Records drawn from a dataset
PR #5349, opened 2026-08-13
Make serial submesh construction linear in the number of points

haldaas:
# Description

`Submesh(mesh, comm=COMM_SELF)` cost O(P^2) in the number of mesh points P.
On three ranks a `UnitSquareMesh(181, 181)` needed 8.9 seconds to build one
serial submesh. Four times more cells cost about ten times more time.

Cellwise BDDCPC pays this cost, because local_mesh builds one serial submesh per process.

The cost was in `submesh_correct_entity_classes`. A submesh on `COMM_SELF` has
no neighbour, so it has no ghost points and no owned points, and every
point is core. The function set that state one point at a time.
`DMLabelSetValue` moves the stratum into a hash set and destroys its index
set. The `DMLabelHasPoint` of the next iteration reads the hash set back,
sorts it, and rebuilds the index set and the bit array. Each point
therefore cost O(k log k) in the size k of the core stratum so far.

Set the three strata in bulk instead. This is the same fix as the one in
PR #5326 for the coarse and fine cell maps.

`submesh_create` also built a temporary label that marked every cell, and
passed it to `DMPlexFilter`. `DMPlexFilter` selects every cell by itself when
it gets no label, so the label was unnecessary. `Submesh` now leaves
label_name as None for a codim-0 submesh of the whole mesh. A codim-1
submesh still passes the "depth" label, because `DMPlexFilter` with no label
selects cells, not facets.

Measured on three ranks, for `submesh_correct_entity_classes` alone:

    cells   before     after
      717    34 ms   0.12 ms
     2787   320 ms   0.43 ms
    11059  3214 ms   1.85 ms
    22023  8907 ms   3.80 ms

The whole submesh build at 11059 cells falls from 3256 ms to 71 ms.

Both paths produce the same submesh. On `UnitSquareMesh(128, 128)` with
three ranks, the submesh built with a label and the submesh built without
one have the same chart, the same subpoint index set, and the same
`pyop2_core`, `pyop2_owned`, `pyop2_ghost` and Face Sets strata.

Co-Authored-By: Claude Opus 5 <noreply@anthropic.com>


firedrake/cython/dmcommon.pyx
```diff
@@ -4001,10 +4001,10 @@ def submesh_create(PETSc.DM dm,
...
     subdim : int
         Topological dimension of the submesh
-    label_name : str
-        Name of the label
-    subdomain_id : int | Sequence
-        Values in the label
+    label_name : str | None
+        Name of the label, or `None` to select every cell
+    subdomain_id : int | Sequence | None
+        Values in the label, unused if ``label_name`` is `None`
```
connorjward, line 4008: I think it is much better API to catch
```py
            label_name = "depth"
            subdomain_id = subdim
```
here and then DTRT instead of allowing one to pass `None`. That way all of the logic is isolated into just this function.

connorjward (changes requested):

firedrake/cython/dmcommon.pyx
pbrubeck: I would argue that the right thing is to fix codim!=0, label=None in petsc

connorjward: I don't understand what you mean. What would PETSc need to fix?

pbrubeck: My point is why not reuse the petsc handling of default values? In this way we won't need to pass `label_name="depth"` at all. 

In the top level Submesh API there's some conditional logic on `codim`. I am not sure if PETSc only implemented label=None for codim=0.

connorjward: I don't mind. I just want to make sure that the branch
```py
        if subdim != dim:
            # DMPlexFilter handles label=None, codim=0.
            # Take an explicit label including all entities otherwise.
            label_name = "depth"
            subdomain_id = subdim
```
goes away.

pbrubeck: Yes, I think it might be possible to get rid of it entirely.

pbrubeck: Actually, no. DMPlexFilter does not take subdim, and this forces us to pass a label.

pbrubeck: So the question is whether we move `label_name="depth"` here or keep it in the top level Submesh API. I think it should live here, as we handle `subdomain_id="on_boundary"` and union of multiple labels here. And this aligns with your initial request of having all the logic in this function.

pbrubeck: I moved `label_name="depth"` into this function

firedrake/mesh.py
```diff
@@ -5023,9 +5023,6 @@ def Submesh(mesh, subdim=None, subdomain_id=None, label_name=None, name=None, ig
     if subdomain_id is None:
         if label_name is not None:
             raise ValueError("subdomain_id=None requires label_name=None.")
-        # Select all entities
-        label_name = "depth"
-        subdomain_id = subdim
```
connorjward, line 5028: Doesn't this break if we have `subdomain_id is None` but `subdim != dim`?

firedrake/cython/dmcommon.pyx
connorjward: My proposal was not to change the API of this function at all. I *think* there is an issue with the current design.

firedrake/mesh.py
pbrubeck: DMPlexFilter does not take subdim, only a label. If the label is None then it marks all cells on the subcommunicator. I just moved all the input parsing into the cython function.

firedrake/cython/dmcommon.pyx
pbrubeck: I think this is the right place to handle `label_name=None`. We split `subdomain_id="boundary"` into all facet subdomain ids, so this is the place to put the handling of defaults

pbrubeck: An argument in favour of moving this here: 
https://github.com/firedrakeproject/firedrake/blob/3aef245ecdbbd37417a5c0a1cac8396cc3383ec8/firedrake/mg/mesh.py#L29
Can pass `None, None` to this function instead of `"depth", tdim`

firedrake/mesh.py
connorjward: I now see what's going on. `subdomain_id` and `subdim` are both arguments to `submesh_create` so assigning one to the other is pointless and confusing. This should really get cleaned up.

connorjward (commented):
Why did a lot of the code from https://github.com/firedrakeproject/firedrake/pull/5349/changes/fe689869be371ebc39cffeb97215e1a707f4ac44 get removed? It looked relevant to the actual fix.

pbrubeck:
> Why did a lot of the code from [fe68986](https://github.com/firedrakeproject/firedrake/commit/fe689869be371ebc39cffeb97215e1a707f4ac44) get removed? It looked relevant to the actual fix.

The majority of the old diff just moved a block of code into an if-statement in order to avoid passing a DMLabel to DMPlexFilter for a very minor performance win that did not extended well to codim != 0. That wasn't fixing the nonlinear cost, but gave a tiny speedup by making the constant in front of the linear term smaller.

firedrake/cython/dmcommon.pyx
```diff
@@ -3999,12 +3999,12 @@ def submesh_create(PETSc.DM dm,
     ----------
     dm : PETSc.DM
         DMPlex representing the mesh topology
-    subdim : int
+    subdim : int | None
```
connorjward, line 4002: docstring needs amending

firedrake/cython/dmcommon.pyx
```diff
@@ -4018,6 +4018,35 @@ def submesh_create(PETSc.DM dm,
...
+        if label_name is None:
+            label_name = "exterior_facets"
+        elif label_name != "exterior_facets":
+            raise ValueError('subdomain_id="on_boundary" requires label_name="exterior_facets"')
+        subdomain_id = 1
+
+    if subdim is None:
+        subdim = dim
+    if subdim not in {dim, dim - 1}:
+        raise NotImplementedError(f"Found submesh dim ({subdim}) and parent dim ({dim})")
```
connorjward: That error message doesn't say how to fix it

firedrake/cython/dmcommon.pyx
connorjward: this could probably just point to the `Submesh` function. The interaction between these arguments is complex so you don't want to write them out twice.

connorjward (changes requested):
This is definitely better than before. I like having all the parsing live in one place.

firedrake/cython/dmcommon.pyx
```diff
@@ -3999,12 +3999,12 @@ def submesh_create(PETSc.DM dm,
     ----------
     dm : PETSc.DM
         DMPlex representing the mesh topology
-    subdim : int
+    subdim : int | None
         Topological dimension of the submesh
```
```suggestion
        Topological dimension of the submesh, or None to be infered from other kwargs.
        See :func:`~mesh.Submesh`.
```

firedrake/cython/dmcommon.pyx
```suggestion
        raise NotImplementedError(f"Submesh construction is only implemented for codimension 0 or 1. 
                                    Found submesh dim ({subdim}) and parent dim ({dim})")
```

firedrake/mesh.py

-- Task to carry out --
Repeat all of the data exactly. Include every line.

-- Solved problem --
PR #5349, opened 2026-08-13
Make serial submesh construction linear in the number of points

haldaas:
# Description

`Submesh(mesh, comm=COMM_SELF)` cost O(P^2) in the number of mesh points P.
On three ranks a `UnitSquareMesh(181, 181)` needed 8.9 seconds to build one
serial submesh. Four times more cells cost about ten times more time.

Cellwise BDDCPC pays this cost, because local_mesh builds one serial submesh per process.

The cost was in `submesh_correct_entity_classes`. A submesh on `COMM_SELF` has
no neighbour, so it has no ghost points and no owned points, and every
point is core. The function set that state one point at a time.
`DMLabelSetValue` moves the stratum into a hash set and destroys its index
set. The `DMLabelHasPoint` of the next iteration reads the hash set back,
sorts it, and rebuilds the index set and the bit array. Each point
therefore cost O(k log k) in the size k of the core stratum so far.

Set the three strata in bulk instead. This is the same fix as the one in
PR #5326 for the coarse and fine cell maps.

`submesh_create` also built a temporary label that marked every cell, and
passed it to `DMPlexFilter`. `DMPlexFilter` selects every cell by itself when
it gets no label, so the label was unnecessary. `Submesh` now leaves
label_name as None for a codim-0 submesh of the whole mesh. A codim-1
submesh still passes the "depth" label, because `DMPlexFilter` with no label
selects cells, not facets.

Measured on three ranks, for `submesh_correct_entity_classes` alone:

    cells   before     after
      717    34 ms   0.12 ms
     2787   320 ms   0.43 ms
    11059  3214 ms   1.85 ms
    22023  8907 ms   3.80 ms

The whole submesh build at 11059 cells falls from 3256 ms to 71 ms.

Both paths produce the same submesh. On `UnitSquareMesh(128, 128)` with
three ranks, the submesh built with a label and the submesh built without
one have the same chart, the same subpoint index set, and the same
`pyop2_core`, `pyop2_owned`, `pyop2_ghost` and Face Sets strata.

Co-Authored-By: Claude Opus 5 <noreply@anthropic.com>


firedrake/cython/dmcommon.pyx
```diff
@@ -4001,10 +4001,10 @@ def submesh_create(PETSc.DM dm,
...
     subdim : int
         Topological dimension of the submesh
-    label_name : str
-        Name of the label
-    subdomain_id : int | Sequence
-        Values in the label
+    label_name : str | None
+        Name of the label, or `None` to select every cell
+    subdomain_id : int | Sequence | None
+        Values in the label, unused if ``label_name`` is `None`
```
connorjward, line 4008: I think it is much better API to catch
```py
            label_name = "depth"
            subdomain_id = subdim
```
here and then DTRT instead of allowing one to pass `None`. That way all of the logic is isolated into just this function.

connorjward (changes requested):

firedrake/cython/dmcommon.pyx
pbrubeck: I would argue that the right thing is to fix codim!=0, label=None in petsc

connorjward: I don't understand what you mean. What would PETSc need to fix?

pbrubeck: My point is why not reuse the petsc handling of default values? In this way we won't need to pass `label_name="depth"` at all. 

In the top level Submesh API there's some conditional logic on `codim`. I am not sure if PETSc only implemented label=None for codim=0.

connorjward: I don't mind. I just want to make sure that the branch
```py
        if subdim != dim:
            # DMPlexFilter handles label=None, codim=0.
            # Take an explicit label including all entities otherwise.
            label_name = "depth"
            subdomain_id = subdim
```
goes away.

pbrubeck: Yes, I think it might be possible to get rid of it entirely.

pbrubeck: Actually, no. DMPlexFilter does not take subdim, and this forces us to pass a label.

pbrubeck: So the question is whether we move `label_name="depth"` here or keep it in the top level Submesh API. I think it should live here, as we handle `subdomain_id="on_boundary"` and union of multiple labels here. And this aligns with your initial request of having all the logic in this function.

pbrubeck: I moved `label_name="depth"` into this function

firedrake/mesh.py
```diff
@@ -5023,9 +5023,6 @@ def Submesh(mesh, subdim=None, subdomain_id=None, label_name=None, name=None, ig
     if subdomain_id is None:
         if label_name is not None:
             raise ValueError("subdomain_id=None requires label_name=None.")
-        # Select all entities
-        label_name = "depth"
-        subdomain_id = subdim
```
connorjward, line 5028: Doesn't this break if we have `subdomain_id is None` but `subdim != dim`?

firedrake/cython/dmcommon.pyx
connorjward: My proposal was not to change the API of this function at all. I *think* there is an issue with the current design.

firedrake/mesh.py
pbrubeck: DMPlexFilter does not take subdim, only a label. If the label is None then it marks all cells on the subcommunicator. I just moved all the input parsing into the cython function.

firedrake/cython/dmcommon.pyx
pbrubeck: I think this is the right place to handle `label_name=None`. We split `subdomain_id="boundary"` into all facet subdomain ids, so this is the place to put the handling of defaults

pbrubeck: An argument in favour of moving this here: 
https://github.com/firedrakeproject/firedrake/blob/3aef245ecdbbd37417a5c0a1cac8396cc3383ec8/firedrake/mg/mesh.py#L29
Can pass `None, None` to this function instead of `"depth", tdim`

firedrake/mesh.py
connorjward: I now see what's going on. `subdomain_id` and `subdim` are both arguments to `submesh_create` so assigning one to the other is pointless and confusing. This should really get cleaned up.

connorjward (commented):
Why did a lot of the code from https://github.com/firedrakeproject/firedrake/pull/5349/changes/fe689869be371ebc39cffeb97215e1a707f4ac44 get removed? It looked relevant to the actual fix.

pbrubeck:
> Why did a lot of the code from [fe68986](https://github.com/firedrakeproject/firedrake/commit/fe689869be371ebc39cffeb97215e1a707f4ac44) get removed? It looked relevant to the actual fix.

The majority of the old diff just moved a block of code into an if-statement in order to avoid passing a DMLabel to DMPlexFilter for a very minor performance win that did not extended well to codim != 0. That wasn't fixing the nonlinear cost, but gave a tiny speedup by making the constant in front of the linear term smaller.

firedrake/cython/dmcommon.pyx
```diff
@@ -3999,12 +3999,12 @@ def submesh_create(PETSc.DM dm,
     ----------
     dm : PETSc.DM
         DMPlex representing the mesh topology
-    subdim : int
+    subdim : int | None
```
connorjward, line 4002: docstring needs amending

firedrake/cython/dmcommon.pyx
```diff
@@ -4018,6 +4018,35 @@ def submesh_create(PETSc.DM dm,
...
+        if label_name is None:
+            label_name = "exterior_facets"
+        elif label_name != "exterior_facets":
+            raise ValueError('subdomain_id="on_boundary" requires label_name="exterior_facets"')
+        subdomain_id = 1
+
+    if subdim is None:
+        subdim = dim
+    if subdim not in {dim, dim - 1}:
+        raise NotImplementedError(f"Found submesh dim ({subdim}) and parent dim ({dim})")
```
connorjward: That error message doesn't say how to fix it

firedrake/cython/dmcommon.pyx
connorjward: this could probably just point to the `Submesh` function. The interaction between these arguments is complex so you don't want to write them out twice.

connorjward (changes requested):
This is definitely better than before. I like having all the parsing live in one place.

firedrake/cython/dmcommon.pyx
```diff
@@ -3999,12 +3999,12 @@ def submesh_create(PETSc.DM dm,
     ----------
     dm : PETSc.DM
         DMPlex representing the mesh topology
-    subdim : int
+    subdim : int | None
         Topological dimension of the submesh
```
```suggestion
        Topological dimension of the submesh, or None to be infered from other kwargs.
        See :func:`~mesh.Submesh`.
```

firedrake/cython/dmcommon.pyx
```suggestion
        raise NotImplementedError(f"Submesh construction is only implemented for codimension 0 or 1. 
                                    Found submesh dim ({subdim}) and parent dim ({dim})")
```

firedrake/mesh.py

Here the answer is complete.